:: EXERCISE AIM ::
Look below for lines that hold the string "generated" and copy each one.

▼

PR #44, opened 2023-04-25
Fix 'clean' recipe  to avoid getting noisy messasges. Update .gitignore rules

gapisback:
Fix diff Makefile's 'clean' recipe to use "rm -rf" on *.o's so that we don't get noisy messages reporting that *.o is not found. These occur when someone attempts 'clean' on a new branch, before making any executables.

Add more patterns to .gitignore rules.

----

**NOTE**: To reviewers: This change-set is mostly a cleanup-type changes to reduce noisy messages when running `clean` in a new code branch. I ran into these while going thru diff steps / instructions for sample programs.

As part of the build(s), we seem to produce many artifacts in the code line itself. So this commit enhances existing rules in `.gitignore` to exclude some of the generated files. 

Please see my annotations to `.gitignore` before we finalize this change. We don't want to accidentally ignore a file that should be tracked under git.

### DIFF
--- a/.gitignore
+++ b/.gitignore
@@ -2,3 +2,14 @@
 *.o
 *.swp
 *.swo
+*.pb.h
+*.pb.cc
+*.pb.go
+*.so
+*.cmd
+*.exe
+*.bin
+app1_data/
+app2_data/
+simpleserver
+provisioning/
--- a/application_service/app_service.mak
+++ b/application_service/app_service.mak
@@ -52,9 +52,9 @@ all:	app_service.exe hello_world.exe send_request.exe test_user.exe
 
 clean:
 	@echo "removing object files"
-	rm $(O)/*.o
+	rm -rf $(O)/*.o
 	@echo "removing executable file"
-	rm $(EXE_DIR)/app_service.exe
+	rm -rf $(EXE_DIR)/app_service.exe
 
 hello_world.exe: hello_world.cc
 	@echo "hello_world.cc"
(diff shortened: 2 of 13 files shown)


.gitignore
```diff
@@ -2,3 +2,14 @@
...
+*.pb.cc
+*.pb.go
+*.so
+*.cmd
+*.exe
+*.bin
+app1_data/
+app2_data/
+simpleserver
+provisioning/
```
gapisback, line 15: The above look like valid r.e's to exclude some generated files. With these rules, now we are reduced to the following shortened output from `git status`:

```
sdb-fdb-build:[96] $ git status
On branch agurajada/fix-mak-files-rm
Untracked files:
  (use "git add <file>..." to include in what will be committed)
	sample_apps/simple_app/policy_key.cc
	sev-snp-simulator/Module.symvers
	sev-snp-simulator/modules.order
	sev-snp-simulator/sevnull.ko
	sev-snp-simulator/sevnull.mod

nothing added to commit but untracked files present (use "git add" to track)
```
I don't know if I should add specific rules for these files, or let it go. I suspect these are all also generated files, so could be git-ignore'ed.

Please advise.

application_service/app_service.mak
```diff
@@ -52,9 +52,9 @@ all:	app_service.exe hello_world.exe send_request.exe test_user.exe
 
 clean:
 	@echo "removing object files"
-	rm $(O)/*.o
+	rm -rf $(O)/*.o
 	@echo "removing executable file"
-	rm $(EXE_DIR)/app_service.exe
+	rm -rf $(EXE_DIR)/app_service.exe
```
gapisback, line 57: As an example, without these changes, `make clean` would complain and fail with non-zero `$rc` as follows:

```
sdb-fdb-build:[32] $ make -f example_app.mak clean
removing object files
rm ./*.o
rm: cannot remove './*.o': No such file or directory
make: *** [example_app.mak:50: clean] Error 1

sdb-fdb-build:[33] $ echo $?
2
```

In future, if we ever build a CI-system, this non-zero `$rc` from `make clean` will needlessly cause automation scripts to fail.

So, this kind of rework is better and also improves usability by not printing noisy messages.

PR #47, opened 2023-04-26
Improve error handling and return of failure $rc for simple_app

gapisback:
This commit tightens some error-handling and reporting failures in helper methods. These were discovered while trying to setup simple_app in a new env.

- server_dispatch() now returns 'bool'. Couple of usages in the code-flow of simple_app are updated to deal with this failure.

- Cleaned-up and improved some status / progress printf() messages
- Replaced, in some places, inline name of function with __func__.
-  Additionally, some warnings in support.cc are fixed. To improve overall code quality, I am introducing "-Werror" in all Makefiles. This way, in future, if compiler warnings creep-in, that will cause build failures. This will force us to keep the code free of warnings, too.

----
**NOTE: To reviewer(s)**: 

While setting up `sample_app/simple_app` in my Nimbus-VM environment, I ran into some errors.
I was also working on packaging the entire set of instructions into a simple `run_example.sh` bash script (Not included in this change-set). When one or more of the steps in the instructions would fail, some of the helper methods were not correcting returning failure error code to the caller. `server_dispatch()` is one such example.

When a specific step fails to execute correctly but the failure is not returned to the shell, the bash script continues to run. It is supposed to abort at the point of the 1st failure.

Under this commit, I am trying to do local improvements to the `$rc` reporting in code-paths that encountered some errors while attempting to setup `sample_app/simple_app` .

If the nature of this change is acceptable, I will try to apply similar constructs to other sample programs, to improve the error-handling overall with the example programs.

### DIFF
--- a/include/cc_helpers.h
+++ b/include/cc_helpers.h
@@ -173,9 +173,9 @@ public:
   bool get_peer_id(string* out);
 };
 
-void server_dispatch(const string& host_name, int port,
-      string& asn1_root_cert, key_message& private_key,
-      const string& private_key_cert, void (*)(secure_authenticated_channel&));
+bool server_dispatch(const string& host_name, int port,
+                     string& asn1_root_cert, key_message& private_key,
+                     const string& private_key_cert, void (*)(secure_authenticated_channel&));
 
 #endif
 
--- a/sample_apps/simple_app/example_app.cc
+++ b/sample_apps/simple_app/example_app.cc
@@ -104,16 +104,6 @@ void server_application(secure_authenticated_channel& channel) {
   channel.write(strlen(msg), (byte*)msg);
 }
 
-bool run_me_as_server(const string& host_name, int port,
-      string& asn1_policy_cert, key_message& private_key,
-      string& private_key_cert) {
-
-  printf("running as server\n");
-  server_dispatch(host_name, port, asn1_policy_cert, private_key,
-      private_key_cert, server_application);
-  return true;
-}
-
 int main(int an, char** av) {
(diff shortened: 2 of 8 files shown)


include/cc_helpers.h
```diff
@@ -173,9 +173,9 @@ class secure_authenticated_channel {
   bool get_peer_id(string* out);
 };
 
-void server_dispatch(const string& host_name, int port,
-      string& asn1_root_cert, key_message& private_key,
-      const string& private_key_cert, void (*)(secure_authenticated_channel&));
+bool server_dispatch(const string& host_name, int port,
```
gapisback, line 176: Changed to return failure status.

sample_apps/simple_app/example_app.cc
```diff
@@ -104,16 +104,6 @@ void server_application(secure_authenticated_channel& channel) {
   channel.write(strlen(msg), (byte*)msg);
 }
 
-bool run_me_as_server(const string& host_name, int port,
```
gapisback, line 107: Discovered that this is an unused function. So, deleted it. (Let me know if you see any further need for this such that we should retain it.)

sample_apps/simple_app/example_app.cc
```diff
@@ -196,7 +186,7 @@ int main(int an, char** av) {
       goto done;
     }
 
-    printf("running as client\n");
+    printf("Running App as client\n");
```
gapisback, line 189: Minor improvement in message.

jlmucb (approved):

PR #49, opened 2023-04-27
Add SetUsageMessage() and usage_str to set of programs in utilities/

gapisback:
Enhance few programs in utilities/ sub-dir to call gflags::SetUsageMessage(), so that basic description of the program can be seen via --help output. Add, where needed, usage_str(), to report basic usage information.

------
**NOTE: To reviewer(s)**: 

This is just a sample set of changes to add improved help / usage messages to a small collection of programs. I think, by consistently reporting a small one-liner explaining what the purpose of each program is, we can improve the on-boarding experience for new users.

The actual content of the message will need to be hand-crafted for each program. I do not have sufficient familiarity with each program to craft a message. So, the bulk / brunt of the review process will be for the code-author and me to sit down and hash-out a descriptive message for each program.

### DIFF
--- a/utilities/make_platform.cc
+++ b/utilities/make_platform.cc
@@ -24,11 +24,17 @@ DEFINE_string(properties_file, "",  "properties files");
 DEFINE_string(output, "",  "output file");
 
 int main(int an, char** av) {
+  string usage("Generate platform-specific serialization of certificate. RESOLVE: Fix msg");
+  gflags::SetUsageMessage(usage);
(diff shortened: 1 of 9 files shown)


jlmucb (approved):

utilities/make_property.cc
jlmucb, line 1: SHould be "Specify a platform property used in policy"

utilities/make_platform.cc
jlmucb, line 1: Should be "Construct platform characteristics for platform verification policy"

PR #52, opened 2023-04-28
Update crypto

jlmucb:
Corrected RNG, added gcm authenticated encryption and deprecated asylo


src/support.cc
```diff
@@ -528,135 +528,264 @@ bool digest_message(const char* alg, const byte* message, int message_len,
...
+  int len;
+  int plaintext_len;
+  int stream_len = in_len - 2 * blk_size;
+  int err = 0;
+
+  if(!(ctx = EVP_CIPHER_CTX_new())) {
+    return false;
+  }
+  if(!EVP_DecryptInit_ex(ctx, EVP_aes_256_gcm(), nullptr, nullptr, nullptr)) {
+    ret = false;
```
gapisback, line 717: Suggestion: In this new chunk of code, there is a repetition of `ret = false;`. Instead, please consider doing this:

- Delete L704 where `ret` is declared and init'ed to `true`. Move that to L716, just before where `ret` is referenced.
- Just before L716, declare & init `bool ret = false;` once.
- Remove all the other initializations of `ret = false;` and just do `goto done`.
- On L752, just before `done: ` label, add `ret = true;`
 
This will clean up the code and get the right behaviour you were intending with all these `goto`s.

src/support.cc
```diff
@@ -528,135 +528,264 @@ bool digest_message(const char* alg, const byte* message, int message_len,
...
+done:
+  if (ctx != nullptr)
+    EVP_CIPHER_CTX_free(ctx);
+  return ret;
+}
+
+bool authenticated_encrypt(const char* alg_name, byte* in, int in_len, byte *key,
+            byte *iv, byte *out, int* out_size) {
+
+  if (strcmp(alg_name, "aes-256-cbc-hmac-sha256") == 0) {
```
gapisback, line 762: As this is new code, I'm making this comment. You may choose to do nothing right now.

Qs. Is `alg_name` null-terminated?

We are advised to use `strncmp()` for safe-comparison and to avoid comparing run-away string lengths.

I see that existing code uses `strcmp()` liberally, so perhaps, we can shelf this idea for now. In a future rev, I'd be happy to work with Ye & you to introduce `STRCMP()` and `STRNCMP()` as boolean comparison macros and tighten up this code.

gapisback (approved):
Took a quick look at the diffs. I understood nothing about the logic of these encryption-related changes. Just viewed the structure of the changes ... but haven't dug deepinto the logic.

Most of my comments are suggestions for improving the code hygiene. Some of these we can take up in future revs, after discussing what is a good way to implement stuff like, e.g, string comparison, string constants etc.

PR #53, opened 2023-05-08
Add README.md to sample_apps/ with brief description of each app.

gapisback:
Provide high-level description of each sample-app and the platform it runs on.


gapisback:
HI, @jlmucb - @yelvmw and I have gone over the text and have updated it in an internal review. He is now fine with this form of the contents.

Can you take a quick look and we can finalize the wording. (We can do it tomorrow when you are in the office, may be.)

sample_apps/README.md
jlmucb, line 1: As we discussed, move all the asylo stuff to deprecated and remove the asylo part of this doc.

For application enclave, the description should be
The example currently runs under the simulated enclave and should run any VM based platform host. Of the VM based platforms, it has been tested under SEV-SNP.

We should include a standard SEV test.

jlmucb (approved):

PR #56, opened 2023-05-09
Add rm_non_git_files() that only does 'git ls-files' for now.

gapisback:
Remove dependency of simple_app/run_example.sh on existence of src/certifier.pb.cc

This commit cleanses some logic in simple_app/run_example.sh to clean-up all non-git-tracked artifacts (.o's, .exe's, .cc/.h files etc.) from the dev area where steps to build-and-run simple_app are executed.

Previously, (in CI), other steps would have run 'make -f certifier.mak' in src/ sub-dir, that produces the required src/certifier.pb.cc file.

Rework the rules in utilities/policy_utilities.mak to correctly compile the protobuf file (from src/) to generate *.pb.cc/*.pb.h in the required sub-dirs.
Fix shellcheck errors in shell script.

### DIFF
--- a/sample_apps/simple_app/run_example.sh
+++ b/sample_apps/simple_app/run_example.sh
@@ -29,7 +29,6 @@ Client_app_data="./app1_data/"
 Srvr_app_data="./app2_data/"
 
 SimpleServer_PID=0
-AppAsServer_PID=0
 Found_step=0        # While looking thru Steps[] for user-specified fn-name
 
 # ###########################################################################
@@ -67,18 +66,19 @@ function usage() {
 
    # Computed elapsed hours, mins, seconds from total elapsed seconds
    echo "Usage: $Me [--help | --list]"
-   echo "  To run the example program          : ./${Me}"
-   echo "  To setup the example program        : ./${Me} setup"
-   echo "  To run and test the example program : ./${Me} run_test"
-   echo "  To list the individual steps        : ./${Me} --list"
-   echo "  To run an individual step           : ./${Me} <step name>"
+   echo "  To setup and run the example program, end-to-end : ./${Me}"
+   echo "  To setup the example program                     : ./${Me} setup"
+   echo "  To run and test the example program              : ./${Me} run_test"
+   echo "  To list the individual steps                     : ./${Me} --list"
+   echo "  To run an individual step                        : ./${Me} <step name>"
 }
 
 # ###########################################################################
 # Dump the list of functions, one for each step, that user can invoke.
 # Ref: https://www.freecodecamp.org/news/bash-array-how-to-declare-an-array-of-strings-in-a-bash-script/
 # ###########################################################################
-Steps=("show_env"
+Steps=( "rm_non_git_files"
+        "show_env"
         "do_cleanup"
         "build_utilities"
         "gen_policy_and_self_signed_cert"
@@ -154,6 +154,26 @@ function run_cmd() {
    "$@"
 
    set +x
+}
+
+# ###########################################################################
+# Deep-clean the build-env to remove artifacts (e.g. generated files, binaries
+# etc.) that may have been produced by other steps. We run this to ensure
+# that this script will run successfully w/o any dependencies on executing
+# some prior steps.
+# ###########################################################################
+function rm_non_git_files() {
+    pushd "${CERT_PROTO}" > /dev/null 2>&1
+
+    echo "${Me}: Delete all files not tracked by git"
+    # shellcheck disable=SC2046
+    run_cmd rm -rf $(git ls-files . --exclude-standard --others)
+
+    echo "${Me}: Delete all files not tracked by git that are also ignored"
+    # shellcheck disable=SC2046
+    run_cmd rm -rf $(git ls-files . --exclude-standard --others --ignored)
+
+    popd > /dev/null 2>&1
 }
 
 # ###########################################################################
@@ -551,18 +571,25 @@ function run_app_as_client_make_trusted_request() {
 
 # ###########################################################################
 function show_env() {
-   echo "Environment variables, script globals:"
+   echo
+   echo "**** Environment variables, script globals: ****"
    env | grep -E "CERT_PROTO|EXAMPLE_DIR"
 
-   local numCPUs=`grep "^processor" /proc/cpuinfo | wc -l`
-   local cpuModel=`grep "model name" /proc/cpuinfo | head -1 | cut -f2 -d':'`
-   local cpuVendor=`grep "vendor_id" /proc/cpuinfo | head -1 | cut -f2 -d':'`
-   local totalMemGB=`free -g | grep "^Mem:" | awk '{print $2}'`
+   local numCPUs=0
+   local cpuModel=0
+   local cpuVendor=0
+   local totalMemGB=0
+
+   numCPUs=$(grep -c "^processor" /proc/cpuinfo)
+   cpuModel=$(grep "model name" /proc/cpuinfo | head -1 | cut -f2 -d':')
+   cpuVendor=$(grep "vendor_id" /proc/cpuinfo | head -1 | cut -f2 -d':')
+   totalMemGB=$(free -g | grep "^Mem:" | awk '{print $2}')
 
     echo
     uname -a
-    echo "${cpuVendor}, ${numCPUs} CPUs, ${totalMemGB} GB, ${cpuModel}"
-    ping -4 -c 1 `uname -n` | head -2
+    echo
+    echo "${Me}: ${cpuVendor}, ${numCPUs} CPUs, ${totalMemGB} GB, ${cpuModel}"
+    ping -4 -c 1 "$(uname -n | head -2)"
 
     echo
     lsb_release -a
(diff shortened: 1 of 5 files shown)


sample_apps/simple_app/run_example.sh
```diff
@@ -29,7 +29,6 @@ Client_app_data="./app1_data/"
 Srvr_app_data="./app2_data/"
 
 SimpleServer_PID=0
-AppAsServer_PID=0
```
gapisback, line 32: Deleted because `shellcheck` complains about unused variable.

sample_apps/simple_app/run_example.sh
```diff
@@ -156,6 +156,26 @@ function run_cmd() {
    set +x
 }
 
+# ###########################################################################
+# Deep-clean the build-env to remove artifacts (e.g. generated files, binaries
+# etc.) that may have been produced by other steps. We run this to ensure
+# that this script will run successfully w/o any dependencies on executing
+# some prior steps.
+# ###########################################################################
+function rm_non_git_files() {
```
gapisback, line 165: This new function will always run, to delete non-Git-owned objects.

This helps test the makefile changes in an env where nothing generated previously exists.

sample_apps/simple_app/run_example.sh
```diff
@@ -156,6 +156,26 @@ function run_cmd() {
...
+    pushd "${CERT_PROTO}" > /dev/null 2>&1
+
+    echo "${Me}: Delete all files not tracked by git"
+    # shellcheck disable=SC2046
+    run_cmd rm -rf $(git ls-files . --exclude-standard --others)
+
+    echo "${Me}: Delete all files not tracked by git that are also ignored"
+    # shellcheck disable=SC2046
+    run_cmd rm -rf $(git ls-files . --exclude-standard --others --ignored)
```
gapisback, line 174: NOTE: I have manually tested these two `git ls-files` commands, and they _seem_ to work well-enough for our current usages.

I am no Git-master ,... so am relying on CI-clean test runs to validate that this change is acceptable.

sample_apps/simple_app/run_example.sh
```diff
@@ -554,15 +574,21 @@ function show_env() {
...
-   local totalMemGB=`free -g | grep "^Mem:" | awk '{print $2}'`
+   local numCPUs=0
+   local cpuModel=0
+   local cpuVendor=0
+   local totalMemGB=0
+
+   numCPUs=$(grep -c "^processor" /proc/cpuinfo)
+   cpuModel=$(grep "model name" /proc/cpuinfo | head -1 | cut -f2 -d':')
+   cpuVendor=$(grep "vendor_id" /proc/cpuinfo | head -1 | cut -f2 -d':')
+   totalMemGB=$(free -g | grep "^Mem:" | awk '{print $2}')
```
gapisback, line 585: This whole chunk fixes errors reported by `shellcheck`.

utilities/policy_utilities.mak
```diff
@@ -28,8 +28,11 @@ TARGET_MACHINE_TYPE= x64
 endif
 
 S= $(SRC_DIR)
-CERT_SRC=$(CERTIFIER_PROTOTYPE_DIR)/src
 O= $(OBJ_DIR)
+I= $(INC_DIR)
```
gapisback, line 32: Previously `I` and `US` (one line below) were not defined, but were being used in the make commands.

(Surprisingly, things somehow worked ok ...) 

I defined these here based on how they were being defined in the companion `cert_utility.mak` file.

utilities/policy_utilities.mak
```diff
@@ -116,9 +119,9 @@ $(O)/key_utility.o: $(US)/key_utility.cc $(INC_DIR)/support.h $(INC_DIR)/certifi
 	@echo "compiling key_utility.cc"
 	$(CC) $(CFLAGS) -c -o $(O)/key_utility.o $(US)/key_utility.cc
 
-#$(US)/certifier.pb.cc $(I)/certifier.pb.h: $(CERT_SRC)/certifier.proto
-#	$(PROTO) -I$(S) --cpp_out=$(US) $(CERT_SRC)/certifier.proto
-#	mv certifier.pb.h $(I)
+$(CERT_SRC)/certifier.pb.cc $(I)/certifier.pb.h: $(CERT_SRC)/certifier.proto
+	$(PROTO) -I$(S) --proto_path=$(CERT_SRC) --cpp_out=$(CERT_SRC) $(CERT_SRC)/certifier.proto
```
gapisback, line 123: The real-fix seems to be the use of `--proto_path=$(CERT_SRC)`. I found this in `man git`.

The change on L122 cleans-up some dependency listing ... which seem ok to me.

Again, I am no Make-expert ... so another pair of eyes during review will be good!
All this mess seems to work fine in manual & CI testing.

utilities/policy_utilities.mak
```diff
@@ -116,9 +119,9 @@ $(O)/key_utility.o: $(US)/key_utility.cc $(INC_DIR)/support.h $(INC_DIR)/certifi
...
+	mv $(CERT_SRC)/certifier.pb.h $(I)
```
gapisback, line 124: This _seems_ correct; i.e. the generated `.h` file will be in `certifier/src` sub-dir.

sample_apps/simple_app/run_example.sh
```diff
@@ -80,6 +79,7 @@ function usage() {
 # ###########################################################################
 Steps=("show_env"
         "do_cleanup"
+        "rm_non_git_files"
```
gapisback, line 82: We should consider an option here:

Currently, with this fix, we will delete all non-Git files each time you run this script.

John wanted some flexibility to retain outputs of previously run steps, so this script's execution can be optimized.

That can be 'controlled' by location of this new step `rm_non_git_files` in this area.

I can move it to the top. And do the following:

- If you run `run_example.sh` by itself, it will start from the top, so `rm_non_git_files` will be invoked.
- If you run `run_example.sh setup`, that's an indication that we may want to retain existing artifacts. So execution will begin from 2nd step, i.e. `show_env`. 

This way, one gets a bit more flexibility of how this script can be used.

In CI, we are running `./run_example.sh` without any arguments, so you will get the rm-non-Git-objects behaviour.

Let me know what you prefer.

yelvmw: I think this makes sense. I'll leave it to John.

utilities/policy_utilities.mak
yelvmw: Thanks for fixing this. We might want to do something similar in cert_utility.mak too so that we never duplicate the protobuf generation.

gapisback:
@yelvmw -- About your concern / comment that we are re-running `protoc` twice in both `utilities`/*.mak` files ... I tested this manually after cleaning up all non-Git stuff.

The rule from `cert_utility.mak` populates the output in `US`; i.e. current dir:

```
/home/agurajada/Code/certifier-framework-for-confidential-computing/utilities

sdb-fdb-build:[33] $ ll *.pb*
-rw-rw-r-- 1 agurajada   610396 May  9 15:50 certifier.pb.cc
-rw-rw-r-- 1 agurajada 12648960 May  9 15:50 certifier.pb.o
```

The rule from `policy_utilities.mak` outputs the file in `--cpp_out=$(CERT_SRC)`; i.e., `certifier/src/` sub-dir.

Here is the confirmation:

```
sdb-fdb-build:[33] $ ll ../src/*pb*
-rw-rw-r-- 1 agurajada 610396 May  9 15:52 ../src/certifier.pb.cc
```

I am not very bothered by these two invocations of `protoc` as it's a quick step, and these build-time commands are reasonably fast.

utilities/policy_utilities.mak
gapisback: I really don't know what this duplication is all about.

Both `protoc` invocations are emitting outputs to diff sub-dirs, to satisfy other build rules.

I'd like to not touch the other .mak file at this time. Let this go in .. and we can re-check with John once he gets to use this and test it out in his own env.

yelvmw (approved):
LGTM!

gapisback:
Hi, @jlmucb -- @yelvmw has reviewed this and he'd like you to take a look, too, as the changes involve invocation of `protoc`.

He feels that we may want to optimize (or avoid one of the two calls to) `protoc` that occur in `utilities/cert_utility.mak` and the other one (which I reworked) in `utilities/policy_utilities.mak`.

Also, I have a suggestion for your consideration in the `run_example.sh` on L82, to decide where to place this newly added `rm_non_git_files` step. See my comments in that file. We could add a 'feature' that goes towards something you wanted to be able to do when exercising this shell script.

sample_apps/simple_app/run_example.sh
gapisback: @jlmucb - To expedite decision-making, I decided to go with this new proposed change.

`run_example.sh` w/o any args will always invoke the newly added `rm_non_git_files()` function, so we will now exercise this script from  a clean-cloned repo build-env.

I also extended `build.yml` to exercise this combination of `setup`, followed by one or more `run_test` commands.

Once this works in CI, we can have more confidence that this interface will stay stable and useful / usable by customers.

jlmucb (approved):
No additional changes to this from me.

jlmucb (approved):
No additional changes to this from me.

▲

:: OUTPUT BELOW ::
As part of the build(s), we seem to produce many artifacts in the code line itself. So this commit enhances existing rules in `.gitignore` to exclude some of the generated files. 
gapisback, line 15: The above look like valid r.e's to exclude some generated files. With these rules, now we are reduced to the following shortened output from `git status`:
I don't know if I should add specific rules for these files, or let it go. I suspect these are all also generated files, so could be git-ignore'ed.
+# Deep-clean the build-env to remove artifacts (e.g. generated files, binaries
+# Deep-clean the build-env to remove artifacts (e.g. generated files, binaries
This helps test the makefile changes in an env where nothing generated previously exists.
gapisback, line 124: This _seems_ correct; i.e. the generated `.h` file will be in `certifier/src` sub-dir.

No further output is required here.